Software developer and data geek with 18+ years delivering web, mobile, and defense systems that ship to production. My focus is on analytics platforms, APIs and developer tooling. My open-source work ranges from compilers and automation frameworks to GIS data products. I weave AI-assisted workflows into day-to-day engineering to accelerate delivery and quality.
I've been writing code for over 20 years, and I've used every productivity tool that came along: better IDEs, better frameworks, better testing libraries. None of them changed my output significantly (maybe 10-20%). There's a running joke in the vim community about spending hours tuning your config to save 4 seconds a day, and honestly that's been the story of developer tooling for as long as I can remember. xkcd even made a chart for it: map how often you do a task against how much time you'd save, and you can figure out whether automating it is worth the effort. The answer, almost always, is no. The math just doesn't work out.
AI broke that chart. It collapsed the "time to automate" column to near zero, which means optimizations that were never worth the setup cost are suddenly free. I've written before about why I don't think AI is our competitor, but that was the philosophical argument. This is the practical one. Over the past two years, AI has changed my output by several multiples, not the 20% I got from every tool before it. But the benefit wasn't evenly distributed. The more I already knew about a domain, the more AI amplified my work, so the changes are more pronounced in my hobby projects – where I'm the only cook in the kitchen and know when AI is bullshitting me (it also helps that I'm not as anal about the quality of my code when I'm the only one contributing to it). There's a hierarchy I keep seeing play out:
novice < AI < expert < novice + AI < expert + AI
The interesting part isn't the middle, most people assume experts beat raw AI output. It's the ends. A novice with AI leapfrogs a bare expert, but an expert with AI compounds in a way that nothing else in that chain does. I've seen this play out in software, in real estate analysis, in writing, and I think it generalizes to any knowledge work. The xkcd chart has an axis people ignore: knowing which tasks are worth automating in the first place. An expert doesn't just use AI faster, they know when to push back, when AI's suggestion is confidently wrong and the right move is to throw it out and do the thing by hand. This judgment comes from battle scars earned in combat, judgment that employers are willing to pay a premium for because AI still lacks it.
Software developers are brick layers. We lay bricks (code) to build structures (software). AI has made it possible to lay bricks much faster, let's say 5-10x faster. But those bricks are of inferior quality.
For small buildings, a simple script, a landing page, a basic CRUD app, this doesn't matter. The structure is small enough that slightly crooked bricks won't cause problems. The building holds up fine, and you got it done in a day instead of a week. This is why "vibe coding" works for simple projects.

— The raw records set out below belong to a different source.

PR #132, opened 2025-01-02
✨ The first official version

### LINKED ISSUE #106: 📝 add documentation page for client implementation
I think we should consider adding the example of a `QDMI client`.

### LINKED ISSUE #108: 🔬 Support for calibration routines
The `v0.1` version of QDMI had dedicated routines for calibration
```c++
int QDMI_device_quality_check(QDMI_Device dev, double *result);
int QDMI_device_quality_limit(QDMI_Device dev, double *result);
int QDMI_device_quality_calibrate(QDMI_Device dev);
```

These have been purposely removed as part of the transition towards `v1` due to their limited usability.
However, calibration is an important aspect of integrating QC systems into HPC environments.
Hence, QDMI should allow to trigger calibration for devices.

@martin-knudsen: Just putting in motion the (re-)integration of this feature as part of the delayed deliverable on "continuous re-calibration" for MUNIQC-SC.

### LINKED ISSUE #109: 🪙 Dealing with API tokens
There is currently no defined way to deal with API tokens that may be needed to interact with the underlying API of a device.

Our (planqc's) device needs an API token for job submission. For now, we have hard-coded the API token in our shared library, but this means that our shared library breaks when the token expires.

If a device needs a token only for job submission, it can, in principle, be set with `QDMI_control_set_parameter`. However, devices may also want to use a token for the query interface.

### LINKED ISSUE #117: 🐛💥 Device implementations only have global state
## Issue description

This issue popped up while discussing the implementation of the changes proposed in #109 with @ystade.
In that issue, the possibility of adding a `QDMI_control_set_device_parameter` method has been brought up, e.g., to store an access token or a base URL.
The problem now arises if two users who have access to the same device handle call the new setter with their respective tokens.
Since the device implementation has no way of knowing from where it is called (it has no back reference to a session or a `QDMI_Device_impl_t` struct from the driver. Hence, there is no way for it to distinguish the two calls. After all, the device simply provides a definition of the setter function that would update some _global state_.
Hence, the second setter call would effectively overwrite the previous call.
Thus, at the moment, QDMI cannot support this multi-user environment adequately.
Given the importance of this use case, a change of the interface specification is necessary.

## Proposed Solution

To allow multiple-user scenarios, QDMI Device implementations need to be able to maintain some sort of _state_. A client would still only receive a `QDMI_Device` handle. However, that handle would internally (i.e., in the driver) maintain a session-specific `QDMI_Device_State` handle in addition to the connection to the shared library symbols (i.e., the device implementation, which is independent of the session). 
The `QDMI_Device_State` struct would be defined by the device itself. The device interface would gain the following additional enumeration and methods
```c++
enum QDMI_DEVICE_STATE_PARAMETER_T {
  QDMI_DEVICE_STATE_PARAMETER_TOKEN, ///< `char*` (string) Token used for API calls in the device implementation.
  QDMI_DEVICE_STATE_PARAMETER_BASEURL, ///< `char*` (string) baseURL used as an API endpoint
  /**
   * @brief This value is reserved for a custom parameter.
   * @details The meaning and the type of this parameter are defined by the
   * device.
   */
  QDMI_DEVICE_STATE_PARAMETER_CUSTOM1,
  ...
}

typedef enum QDMI_DEVICE_STATE_PARAMETER_T QDMI_Device_State_Parameter;

/**
 * @brief Allocate a new QDMI device state.
 * @details The returned handle can be used in subsequent calls to @ref
 * QDMI_device_state_set_parameter
 * @param[out] state a handle to the device state that is allocated. The state
 * must be freed by calling @ref QDMI_device_state_free when it is no longer needed.
 * @return @ref QDMI_SUCCESS if the state was allocated successfully.
 * @return @ref QDMI_ERROR_OUTOFMEM if memory space ran out.
 * @return @ref QDMI_ERROR_FATAL if an unexpected error occurred.
 */
int QDMI_device_state_alloc(QDMI_Device_State* state);

/**
 * @brief Set a parameter for a device state.
 * @details The parameter can be one of the predefined parameters in 
 * @ref QDMI_Device_State_Parameter.
 * @param[in] state refers to the state to set the parameter for.
 * @param[in] param the parameter to set.
 * @param[in] size the size of the value in bytes.
 * @param[in] value the value to set the parameter to.
 * @return @ref QDMI_SUCCESS if the parameter was set successfully.
 * @return @ref QDMI_ERROR_INVALIDARGUMENT if the device state does not exist, is in
 * an invalid state or the parameter is invalid.
 * @return @ref QDMI_ERROR_NOTSUPPORTED if the device does not support the
 * parameter.
 * @return @ref QDMI_ERROR_FATAL if the parameter could not be set.
 */
int QDMI_device_state_set_parameter(QDMI_Device_State state, QDMI_Device_State_Parameter parameter, size_t size, const void *value);

/**
 * @brief Free a QDMI device state.
 * @details This function frees the memory that was allocated for the state.
 * Accessing a (dangling) handle to a state after it was freed is undefined behavior.
 * @param[in] state the state to free.
 */
void QDMI_device_state_free(QDMI_Device_State state);
```

💥 In addition to that, and this is where it gets slightly annoying, most (if not all) functions that are part of the device interface will require an additional `QDMI_Device_State state` parameter (supposedly as the first parameter in the respective methods). Devices can then use this state (e.g., an API token and/or endpoint) in the individual methods (e.g., for querying and/or submitting jobs).
The precise list of methods that need the additional parameter is still to be decided in the actual implementation.

@AdVetter @denialhaag for awareness. Comments/feedback welcome!

### LINKED ISSUE #123: 🍱 Improve clarity of QDMI flow diagram
<p align="center">
  <picture>
    <source media="(prefers-color-scheme: dark)" srcset="https://raw.githubusercontent.com/Munich-Quantum-Software-Stack/QDMI/develop/docs/_static/qdmi_dark.svg" width="80%">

I've seen people with no programming background ship functional apps in a weekend using nothing but AI. For that use case, AI is genuinely a superpower.
But for larger structures, complex backend systems, distributed architectures, anything that needs to scale, those inferior bricks start to compound. Each slightly-off brick makes the next layer a little more crooked. Before long, you've got a tower of Jenga that looks impressive from the outside but wobbles when you touch it. AI can write spaghetti code too, and will gladly do so without supervision. To make matters worse, it's really good at patterning off of good code without understanding the nuance – resulting in spaghetti code disguised as good code, complete with polymorphism and other compartmentalization techniques you rarely see present in regular spaghetti code. The result is that it's not always obvious to either the AI itself or the rookie dev why the code written by AI is buggy.
An experienced developer knows tricks that go beyond individual brick quality. They know how to design the foundation so that imperfect bricks still result in a stable structure. They know architectural patterns that distribute load. They know how to reinforce the structure. But the biggest leverage isn't in fixing bad bricks after they're laid. It's in telling AI "build a wall this shape that supports this weight" and letting it figure out which bricks go where. That's the difference between giving AI imperative instructions vs. declarative constraints: "lay this brick here, then that one there" vs. "here's what the finished structure needs to look like, here's what it needs to support, go." The tighter the constraint, the less it matters that individual bricks are crooked, because the structure they're going into was designed to handle it. If AI managed to put together a level surface out of two crooked bricks by aligning them perfectly, more power to it.
There's a trade-off, and it's a sneaky one. The same leverage that makes AI powerful makes it easy to coast. If AI handles the brick-laying and the output looks good enough, the temptation is to stop paying attention. I've caught myself doing this — accepting AI's output without scrutinizing it because it looked reasonable, only to find a subtle bug later that I would've spotted immediately if I'd been paying attention. Expertise stays sharp through use. Autopilot is comfortable, and comfort is where skills go to die.
The experts who get the most out of AI aren't the ones using it to do less. They're the ones treating it as a new skill to master, with its own nuances, failure modes, and tricks. Knowing when AI is confidently wrong, knowing how to constrain problems declaratively, knowing which output to trust and which to throw out — that's a skill set that barely existed two years ago, and it compounds on top of our existing domain expertise. With raw output being so easy to generate, the best use of human skillset is no longer producing output, but pruning it.